= Frikar Dance Company =

Norwegian dance company

FRIKAR dance company (established May 2006 by Hallgrim Hansegård) is a Norwegian dance company for contemporary and traditional dance specializing in the connection between dance and nature.

== History ==
FRIKAR dance company was founded by choreographer Hallgrim Hansegård in 2006, and has toured 29 countries all over the world. The company is described by National Geographic as "wildly inventive" and is composed by 32 artists from 4 continents (India, Iran, Somalia, Brazil, Cape Verde, France, Sweden, Norway.) The artists from very diverse genres meet each other in the research of gravity and human nature.

With a background in Norwegian traditional dance choreographer Hallgrim Hansegård founded FRIKAR dance company to give acrobatic dancers living in Norway a creative environment. Together with the dancers he has been developing a new choreographical style for contemporary dance called "Down2Earth" including Hallingdans Capoeira and break dance. He works in the formats of aerial dance, site specific ecosophical stage arts, indoor dance and interdisciplinary arts.

Hansegård made his international breakthrough with an animation film at the Venice Biennale in 2003 (Tarantrance). In 2005 he won 3rd prize at Superdok. In 2007 he was awarded "Artist of the Year" at The Norwegian Folk Music Awards. In 2009 he won the "Award for best choreography" at the Eurovision Song Contest 2009, among 43 countries in the most seen entertainment TV program in the world.

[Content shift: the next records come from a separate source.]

PR #43412, opened 2022-06-10
[AutoParallel] fix fetch list

zhaoyinglia:
### PR types

Others
### PR changes

Others
### Describe

- update parameter`fetches` type from 'list' to 'list[str] | list[var] | dict{str: str} | dict{str: var}'
- example:
```
fetches = {'loss': model.loss}
engine.fit(data, batch_size, fetches=fetches)
# {'epoch': 0, 'step': 0, 'train_loss': ...}
```


JZ-LIANG (approved):
LGTM

PR #43440, opened 2022-06-13
[cuda graph] partial program with cuda graph under static mode

FeixLiu:
### PR types
Others

### PR changes
Others

### Describe
Support partial program with cuda graph under static mode.

Use `wrap_cuda_graph` to warp the function as cuda graph function. 
Then use `cuda_graph_transform` to transform the origin program to cuda graph progrm. 
NOTE that, the return value of `cuda_graph_transform` should be preserved in order to keep the cuda graph sub-program undeleted.


python/paddle/fluid/tests/unittests/test_cuda_graph_partial_graph_static_run.py
```diff
@@ -0,0 +1,127 @@
...
+
+        return rst
+
+    def test_static_mode_cuda_graph(self):
+        if not is_cuda_graph_supported():
+            return
+        x_data = np.random.random((3, 10)).astype('float32')
+        cuda_graph_rst = self.run_with_cuda_graph(x_data)
+        normal_run_rst = self.normal_run(x_data)
+        assert np.allclose(cuda_graph_rst, normal_run_rst)
```
sneaxiy: Why allclose? It should be `np.array_equal`?

python/paddle/device/cuda/graphs.py
```diff
@@ -106,3 +109,323 @@ def wrap_cuda_graph(function, mode="thread_local", memory_pool="default"):
...
+    internal_section = []
+    internal_idx = []
+
+    current_section = []  # current recording cuda graph sections
+    current_idx = []  # current recording cuda graph ops' idx
+    current_cuda_graph_id = -1  # current recording cuda graph id
+    op_role_attr_name = core.op_proto_and_checker_maker.kOpRoleAttrName()
+
+    for idx, op in enumerate(block.ops):
+        assert op.type != 'conditional_block' and op.type != 'while', \
```
sneaxiy: If the program contains `conditional_block` or `while` ops but these ops are not marked with `wrap_cuda_graph`, should it be OK ?

python/paddle/device/cuda/graphs.py
```diff
@@ -106,3 +109,323 @@ def wrap_cuda_graph(function, mode="thread_local", memory_pool="default"):
...
+            local_cuda_graph_id = int(cuda_graph_attrs[2])
+            if local_cuda_graph_id == current_cuda_graph_id:
+                if len(internal_section) > 0:
+                    assert len(internal_section) == len(
+                        internal_idx
+                    ), "len of internal section should be equal with len of internal idx"
+                    for internal_op in internal_section:
+                        if internal_op.attr(
+                                op_role_attr_name) == 256 or internal_op.attr(
+                                    op_role_attr_name) == 257:
```
sneaxiy: Should we use enum value instead of `256` and `257`?

sneaxiy (commented):
Great work with little comments.

python/paddle/fluid/tests/unittests/test_cuda_graph_partial_graph_static_run.py
FeixLiu: In general, just leave some space for precision fluctuation. The default relative tolerance for `allclose` is 1e-5 and the absolute tolerance is 1e-8, which are sufficient for precision check under fp32.

python/paddle/device/cuda/graphs.py
FeixLiu: 256 has it's corresponding enum. Is there a enum for 257? It should be a bit operation between loss(256) and grad(1)?

python/paddle/device/cuda/graphs.py
FeixLiu: Great point, will be updated to: if the op is `conditional_block` or `while`, it's cuda graph attr must be none.

python/paddle/fluid/tests/unittests/test_cuda_graph_partial_graph_static_run.py
sneaxiy: Yes. But in fact, some operators are quite deterministic (such as matmul, and dropout with fixed seed). If it is not `np.array_equal`, this must be a bug instead of normal accuracy deviation.

sneaxiy (approved):
LGTM.

PR #43479, opened 2022-06-14
modify index dtype from int to int64_t of concat_and_split_functor

GuoxiaWang:
### PR types

Function optimization
### PR changes

OPs
### Describe

modify index dtype from int to int64_t of concat_and_split_functor


Xreki (approved):
LGTM

zhiqiu (approved):
LGTM，need to check if the performance will be affected.

PR #43510, opened 2022-06-14
[Bug Fix] set device_id=current_id when calling Tensor.cuda() without device_id

betterpig:
### PR types

Bug fixes
### PR changes

APIs
### Describe

Fix issue #41819. When device_id not given, it should be set by current device id instead of 0.

- Note: use plat::form::GetCurrentDeviceId can not get the real current device_id, it has a latency, the device id will be set only when `x = paddle.to_tensor(1.0)` called.
image

Before:
image
After:
image

### DIFF
--- a/paddle/fluid/pybind/imperative.cc
+++ b/paddle/fluid/pybind/imperative.cc
@@ -1535,38 +1535,40 @@ void BindImperative(py::module *m_ptr) {
                 "Cannot copy this Tensor to GPU in CPU version Paddle, "
                 "Please recompile or reinstall Paddle with CUDA support."));
 #else
-             int device_count = platform::GetGPUDeviceCount();
-             int device_id = 0;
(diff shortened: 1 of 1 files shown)


paddle/fluid/pybind/imperative.cc
```diff
@@ -1535,40 +1535,40 @@ void BindImperative(py::module *m_ptr) {
...
-               return self;
-             } else {
-               auto new_var = self->NewVarBase(place, blocking);
-               new_var->SetOverridedStopGradient(self->OverridedStopGradient());
-               return new_var;
-             }
+            int device_count = platform::GetGPUDeviceCount();
+            int device_id = 0;
+            if (handle == py::none()) {
+              auto default_place =
```
zhwesky2010, line 1541: LGTM

zhwesky2010 (approved):

Issue #43232, opened 2022-06-06
Remove mkldnn related attributes in native ops and set them in passes.


lidanqing-vv:
### 需求描述 Feature Description

Remove mkldnn related attributes in native op and add and set them in passes.

lidanqing-vv:
@Silv3S Please link later PRs with this issue.
First proposition PR has been merged: https://github.com/PaddlePaddle/Paddle/pull/42852
Second PR waiting for review: https://github.com/PaddlePaddle/Paddle/pull/43160

lidanqing-intel:
@Silv3S Hi, please related to this issue when you have new PR that removing attributes. Thanks!

lidanqing-vv:
### 1. Baidu has concern with this solution forward and backward compatibility.
Please test follows:

Chinese
1. 旧版本save的，新版本能不能正确执行：a)是能否load起来, b)结果是否正确
2. 新版本save的，旧版本的能不能正确执行：a)是能否load起来, b)结果是否正确

English
1. models saved using old version
   - Could the new code load the old version model ?
   - Is the acc and perf results correct ?
2. models saved using new version
   - Could the old code load the new code saved model ?
   - Is the acc and perf results correct ?
   
Baidu has the concern because in Baidu other business apartments upgrade paddle very slowly so they would like to have two directions compatibility

### 2. If your solution could not pass above compatiblity tests, Baidu propose following solution
目前对于conv，matmul， elementwise系列，有一些部分attribute都是给mkl-dnn的kernel准备的
1） 新增一个mkldnn_xx_op，把对应的attribute放大这个op中
2） pass升级，原来pass里面直接set对应op的attribute，需要先将op名称改下，再set
3） 兼容性方面，需要converter来保证兼容性，以conv为例，旧的模型load起来，如果发现attribute比转移到了mkldnn-conv中，需要把op名称改了； 保存的时候，如果是给新版本用，先不要特殊处理，如果给旧版本用，需要加一个convert，将mkldnn-conv改成conv

### 3. If the current solution could pass the compatibility that's best, if not we can discuss if  Baidu's proposal is light enough.

Silv3S:
I ran multiple tests to check if any error occurs. Luckily all the tests worked.

1. Models saved using old version.
[...]

PR #43519, opened 2022-06-14
matmul+activation fuse pass

Silv3S:
### PR types
Performance optimization

### PR changes
OPs

### Describe
- fuse matmul_v1 with all supported activations,
- add required unit tests.


paddle/fluid/framework/ir/mkldnn/matmul_activation_mkldnn_fuse_pass.cc
```diff
@@ -0,0 +1,301 @@
...
+
+  AddOpCompat(OpCompat("sqrt"))
+      .AddInput("X")
+      .IsTensor()
+      .End()
+      .AddOutput("Out")
+      .IsTensor()
+      .End();
+
+  AddOpCompat(OpCompat("abs"))
```
jakpiase: Why there is no AddOpCompat for `clip` activation function?

paddle/fluid/operators/activation_op.cc
```diff
@@ -492,26 +492,6 @@ class SoftplusOpMaker : public framework::OpProtoAndCheckerMaker {
         "(bool, default false) Only used in cudnn kernel, need install cudnn.")
         .SetDefault(false)
         .AsExtra();
-    AddAttr<std::string>(
```
jakpiase: Are we allowed to just delete deprecated parameters? I was thinking that due to backward compatibility they must stay as they were before

paddle/fluid/operators/mkldnn/matmul_mkldnn_op.cc
```diff
@@ -453,6 +454,30 @@ class MatMulMKLDNNHandler
...
+        const auto activation_algorithm =
+            paddle::platform::AcquireActivationAlgorithm(fuse_activation);
+        post_operations.append_eltwise(
+            activation_scale, activation_algorithm, fuse_alpha, fuse_beta);
+      }
+    }
+
     matmul_attrs.set_post_ops(post_operations);
     return matmul_attrs;
   }
```
jakpiase: What do you think about creating a common static function which would append eltwises into post_ops object? That behavior is common between all operators that are fused with activation, and all these functions look exactly the same. By using single function we will be able to add support for more activation with less redundancy

jakpiase (commented):
Awesome initiative! I have left some comments, but the code looks generally really nice

paddle/fluid/operators/activation_op.cc
Silv3S: Currently, there is a discussion and looking for a way to get rid of oneDNN-only attributes, which were used in fuse passes. Since we can get their values via `ExecutionContext`, we could slim base operators down https://github.com/PaddlePaddle/Paddle/issues/43232

paddle/fluid/framework/ir/mkldnn/matmul_activation_mkldnn_fuse_pass.cc
Silv3S: I missed it, thanks!

paddle/fluid/operators/mkldnn/matmul_mkldnn_op.cc
Silv3S: That's great idea. I will extend previously added `AcquireActivationAlgorithm` to append eltwises into post_ops, instead of just returning `dnnl::algorithm`

Silv3S:
@piotrekobi, @tsocha please review

paddle/fluid/operators/mkldnn/conv_mkldnn_op.cc
```diff
@@ -587,18 +583,9 @@ class ConvMKLDNNHandlerT
...
-                                     fuse_alpha,
-                                     fuse_beta);
-      post_operations.append_eltwise(
-          activation_scale, dnnl::algorithm::eltwise_clip, 0.0f, 1.0f);
-    } else if (fuse_activation != "") {
-      const auto activation_algorithm =
-          platform::AcquireActivationAlgorithm(fuse_activation);
-      post_operations.append_eltwise(
-          activation_scale, activation_algorithm, fuse_alpha, fuse_beta);
+    if (!ctx.Attr<std::string>("fuse_activation").empty()) {
```
tsocha: `!` is easy to miss, lets make a helper variable
```suggestion
    auto is_fuse_activation_not_empty = !ctx.Attr<std::string>("fuse_activation").empty();
    if (is_fuse_activation_not_empty) {
```

paddle/fluid/operators/mkldnn/conv_mkldnn_op.cc
```diff
@@ -587,18 +583,9 @@ class ConvMKLDNNHandlerT
...
+      paddle::platform::AppendActivation(
+          ctx, post_operations, activation_scale);
```
tsocha: Do you need to pass `activation_scale` as an argument?
I can see that in this context its value is 1.0 or read from attribute.

paddle/fluid/operators/elementwise/mkldnn/elementwise_mkldnn_op.h
```diff
@@ -50,21 +50,8 @@ class EltwiseMKLDNNKernel : public framework::OpKernel<T> {
...
-      const float beta = ctx.HasAttr("activation_beta")
-                             ? ctx.Attr<float>("activation_beta")
-                             : 0.0f;
-
-      const auto activation_algorithm = platform::AcquireActivationAlgorithm(
-          ctx.Attr<std::string>("activation_type"));
-
-      post_operations.append_eltwise(scale, activation_algorithm, alpha, beta);
+    if (ctx.HasAttr("fuse_activation")) {
+      platform::AppendActivation(ctx, post_operations);
```
tsocha: I think that `AppendActivation` can check if `ctx` have a valid `fuse_activation` attribute inside, it will simplify usage of this function(no need to write such `ifs` here and there.

paddle/fluid/framework/ir/mkldnn/softplus_activation_mkldnn_fuse_pass.h
```diff
@@ -36,7 +36,7 @@ class SoftplusActivationOneDNNPass : public FusePassBase {
 
   void FuseSoftplusActivation(
       ir::Graph *graph,
-      const std::string &fuse_activation_type,
```
tsocha: Since its only a variable name you can postpone this change to another PR to reduce number of modified files to 20(no approval needed).

paddle/fluid/framework/ir/mkldnn/matmul_activation_mkldnn_fuse_pass.cc
```diff
@@ -0,0 +1,313 @@
...
+    found_matmul_activation_count++;
+  };
+
+  gpd(graph, handler);
+  AddStatis(found_matmul_activation_count);
+  if (!Has("disable_logs") || !Get<bool>("disable_logs")) {
+    PrettyLogDetail("---    fused %d matmul with %s activation",
+                    found_matmul_activation_count,
+                    act_type);
+  }
```
tsocha, line 93: It would be nice to move this if inside `PrettyLogDetail` but I won't enforce it.

paddle/fluid/framework/ir/mkldnn/matmul_activation_mkldnn_fuse_pass.cc
```diff
@@ -0,0 +1,313 @@
...
+
+  int found_matmul_activation_count = 0;
+  auto handler = [&](const GraphPatternDetector::subgraph_t& subgraph,
+                     Graph* g) {
+    VLOG(4) << "handle " + matmul_type + "+" + act_type + " fuse";
+
+    if (!IsCompat(subgraph, g)) {
+      LOG(WARNING) << "matmul_activation_mkldnn_fuse_pass op compat failed.";
+      return;
+    }
```
tsocha, line 56: Do we need this if here?
It can disable this fuse if this method will complain about custom attrs etc.

paddle/fluid/framework/ir/mkldnn/matmul_activation_mkldnn_fuse_pass.cc
```diff
@@ -0,0 +1,313 @@
...
+        matmul_op->SetAttr(attrs.second, act_op->GetAttr(attrs.first));
+      }
+    }
+
+    if (act_type == "gelu" && activation->Op()->HasAttr("approximate")) {
+      act_type = BOOST_GET_CONST(bool, activation->Op()->GetAttr("approximate"))
+                     ? "gelu_tanh"
+                     : "gelu_erf";
+      matmul_op->SetAttr("fuse_alpha", 0.0f);
+      matmul_op->SetAttr("fuse_beta", 0.0f);
```
tsocha: elt_act_mkldnn_fuse_pass don't need these attributes to be set explicitly so this pass don't need it either IMHO.
```suggestion
```

tsocha (changes requested):

paddle/fluid/framework/ir/mkldnn/elt_act_mkldnn_fuse_pass.cc
```diff
@@ -45,15 +45,15 @@ void ElementwiseActivationOneDNNPass::ApplyImpl(Graph *graph) const {
...
       else if (act_type == "clip") {
-        attr_map.emplace("min", "activation_alpha");
-        attr_map.emplace("max", "activation_beta");
+        attr_map.emplace("min", "fuse_alpha");
+        attr_map.emplace("max", "fuse_beta");
       } else {
-        attr_map.emplace("alpha", "activation_alpha");
-        attr_map.emplace("beta", "activation_beta");
+        attr_map.emplace("alpha", "fuse_alpha");
+        attr_map.emplace("beta", "fuse_beta");
```
piotrekobi: This code is repeated in softplus_activation_mkldnn_fuse_pass.cc and it's probably a good idea to minimize the use of nested if statements. Maybe attr_map can be a created somewhere as a static object instead of being created dynamically during every pass?

paddle/fluid/operators/mkldnn/conv_mkldnn_op.cc
Silv3S: Yes, it's needed because conv operator is different than others. All other op+act fuse passes use default value 1.0, only `conv_mkldnn_op` computes it from attributes(`force_fp32_output`, `scale_out` and `activation_scale`).  If more ops compute `activation_scale` I will move this logic to `AppendActivation`.

paddle/fluid/framework/ir/mkldnn/softplus_activation_mkldnn_fuse_pass.h
Silv3S: That's good idea, but I need 2 other approvals (setting TIMEOUT and removing attrs) anyway, so exceeding 20 files shouldn't delay PR merge

paddle/fluid/framework/ir/mkldnn/matmul_activation_mkldnn_fuse_pass.cc
Silv3S: I think this topic needs further discussion, because some fuse passes have `OpCompat` for each fusion combination and others don't have any. We should decide if it gives us any benefit and then unify all passes

paddle/fluid/framework/ir/mkldnn/elt_act_mkldnn_fuse_pass.cc
Silv3S: Great idea 👍 I moved setting `attr_map` to helper function and also created method returning list of all supported activations, so it will be much easier to add new activations to all passes at once.

jakpiase (dismissed):
LGTM

paddle/fluid/framework/ir/mkldnn/elt_act_mkldnn_fuse_pass.cc
```diff
@@ -17,44 +17,25 @@
...
-        attr_map.emplace("threshold", "fuse_alpha");
-      else if (act_type == "clip") {
-        attr_map.emplace("min", "fuse_alpha");
-        attr_map.emplace("max", "fuse_beta");
-      } else {
-        attr_map.emplace("alpha", "fuse_alpha");
-        attr_map.emplace("beta", "fuse_beta");
-      }
+      auto attr_map = GetAttributeMap(act_type);
       FuseElementwiseAct(graph, elt_type, act_type, attr_map);
```
tsocha: You can reduce number of parameters by moving attr_map extraction inside FuseElementwiseAct function.
Let's do this here and in other passes.
```suggestion
      FuseElementwiseAct(graph, elt_type, act_type);
```

tsocha (changes requested):

paddle/fluid/platform/mkldnn_reuse.h
```diff
@@ -1008,32 +1008,88 @@ class ActivationMKLDNNHandler
...
-  PADDLE_ENFORCE_NE(activation_type,
-                    activation_map.end(),
-                    platform::errors::InvalidArgument(
-                        "Activation '%s' not found in oneDNN algorithms mapper",
-                        activation_name));
-  return activation_type->second;
+static void AppendActivation(const framework::ExecutionContext& ctx,
+                             dnnl::post_ops& post_ops,
+                             float activation_scale = 1.0f) {
+  if (!ctx.HasAttr("fuse_activation")) return;
```
tsocha: Could you move this if to `AppendActivation` as well? part 2/2
```suggestion
  auto invalid_attribute = ctx.HasAttr("fuse_activation")
                           ? ctx.Attr<std::string>("fuse_activation").empty()
                           : true;
  if (invalid_attribute) return;
```

paddle/fluid/operators/mkldnn/conv_mkldnn_op.cc
```diff
@@ -587,18 +583,10 @@ class ConvMKLDNNHandlerT
...
-    } else if (fuse_activation != "") {
-      const auto activation_algorithm =
-          platform::AcquireActivationAlgorithm(fuse_activation);
-      post_operations.append_eltwise(
-          activation_scale, activation_algorithm, fuse_alpha, fuse_beta);
+    bool has_activation = !ctx.Attr<std::string>("fuse_activation").empty();
+    if (has_activation) {
+      paddle::platform::AppendActivation(
+          ctx, post_operations, activation_scale);
     }
```
tsocha: Could you move this if to `AppendActivation` as well? part 1/2
```suggestion
    paddle::platform::AppendActivation(
        ctx, post_operations, activation_scale);
```

tsocha (changes requested):

Silv3S:
@jiangjiajun please review

Silv3S:
@XiaoguangHu01 could you please approve exceeding the limit of modified files?

Silv3S:
@chalsliu could you please approve setting TIMEOUT for newly added unit test?

tsocha (dismissed):

jczaja (dismissed):
LGTM

piotrekobi (dismissed):
LGTM

jczaja (approved):

PR #43567, opened 2022-06-16
Fix for FC for quant model

jakpiase:
### PR types
Bug fixes

### PR changes
OPs

### Describe
Fix for FC for quant model. The error was associated with FC kernel not using infer shape and instead of that inferring output dims inside its kernel without updating oneDNN's memory descriptor, which caused softmax kernel to use previous batch size.


lidanqing-vv (approved):
LGTM

PR #43585, opened 2022-06-16
[Auto Parallel] Use a fast completion for data parallelism

aoyulong:
### PR types
Others

### PR changes

Others

### Describe

The dataflow analysis for the annotation completion seems to be a little slow when the number of nn layers is over ten thousands. However, we can use a fast completion for data parallelism without using the complicated dataflow analysis.


XieYunshen (approved):
LGTM for  
` set_tests_properties(test_engine_api_dp
                       PROPERTIES LABELS "RUN_TYPE=EXCLUSIVE" TIMEOUT 80)`

PR #43620, opened 2022-06-17
[Windows CI] make paddle build and unit test in python virtual environment

betterpig:
### PR types

Others
### PR changes

Others
### Describe

make paddle build and unit test in python virtual environment.
Benefits:

- Each CI task use a new virtual environment, avoid possible influence by previous task.
- CI use new environment without installed dependencies, can test whether the PR has set the python requirements properly.
- make sure CI python environment consistent and not use changed environment, e.g., the python env may be changed by one RD when he or she is debuging locally.

Influence:
- create new virtual environment and reinstall python dependencies cost a time about 1.5min average, if all dependencies can  use local cache, which is the general case.

### DIFF
--- a/paddle/scripts/paddle_build.bat
+++ b/paddle/scripts/paddle_build.bat
@@ -92,15 +92,18 @@ rem ------initialize set git config------
 git config --global core.longpaths true
 
 rem ------initialize the python environment------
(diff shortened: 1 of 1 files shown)


zhwesky2010 (approved):
LGTM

In 2010 he premiered "Jamsiis" at Bergen International Festival. This was a highly personal contribution to the Nordic contemporary dance scene, based on his roots in traditional dances. Jamsiis opened up a public discussion about the boundaries of contemporary dance in Norway. NRK (the Norwegian Broadcasting) writes:

JAMSIIS, Hallgrim Hansegårds new production, is the most exciting I have seen here. It’s very exciting to see traditional dance in dialogue with contemporary dance. Hansegård is branching out and opening up new territory here. He has come down a path that I think is very important to go. That Hansegård is a dancer with strong will to do his own thing and blessedly uninhibited as far as exceeding boundaries is concerned is something the Norwegian dance community should be happy about… At the same time that he approaches contemporary dance, he opens doors. If he succeeds in making contemporary dance accessible to a wider audience than today’s, the genre of contemporary dance should learn to endure a ‘halling-roundkick’ or two.

In 2009 Hansegård directed TidarÅ, an outdoor full night dance performance under a waterfall with 22 dancers and musicians from FRIKAR dance company. The production collected contemporary and traditional dancers in a research for a unique contemporary dance technique. "Tidarå" is part of FRIKARs ecosophical productions. Hansegård directed also Yr in 2009 together with violin virtuoso Ragnhild Hemsing, premiere at the Bergen International Festival.

In 2008 FRIKAR was censored by the Roman Catholic Church in Naples for his non-conventional interpretation of Peer Gynt. In the years 2005 to 2007 Hansegård directed "Undergrunnsfargo", "Isolations", "Laus", "Kruk", "The snuff grinders" and "Bastard".

He also participated in Dansefeber, the Norwegian version of So You Think You Can Dance, in 2006. In 2008, his dancing was digitalized for the massively multiplayer online role-playing game (MMORPG) Age of Conan: Hyborian Adventures.

== Choreographies / productions ==
- "AP" (2010)
- "JAMSIIS" (2010)
- "Wall dance" (2010)
- "TidarÅ" (2009)
- "YR" (2009)
- "Fairytale" (2009)
- "Mjølk" (2009"
- "Bukkerittet" (2008)
- "THE SNUFF GRINDERS" (2007)
- "KRUK!" (2007)
- "Bastard" (2007)
- "LAUS" (2006)

== TV appearances ==
The whole company made it to the finals in Norway's Got Talent in 2008. Frikar performed with winner Alexander Rybak at the Eurovision Song Contest 2009 (ESC) performing "Fairytale". The routine, based on traditional halling and choreographed by Hallgrim Hansegård, was awarded the Best Choreography of Eurovision 2009 by esctoday.com. In 2009 Frikar performed 150 times, including its outdoor big scale production TidarÅ, concerts with the Oslo Philharmonic Orchestra, the premiere "YR" at Bergen International Art Festival. They toured 20 European countries with live performances and TV shows. FRIKAR was censored by the Catholic Church on their 2008 Italy tour for an unromanticized interpretation of Peer Gynt. Frikar also won the "Norway's got talent" competition in 2008.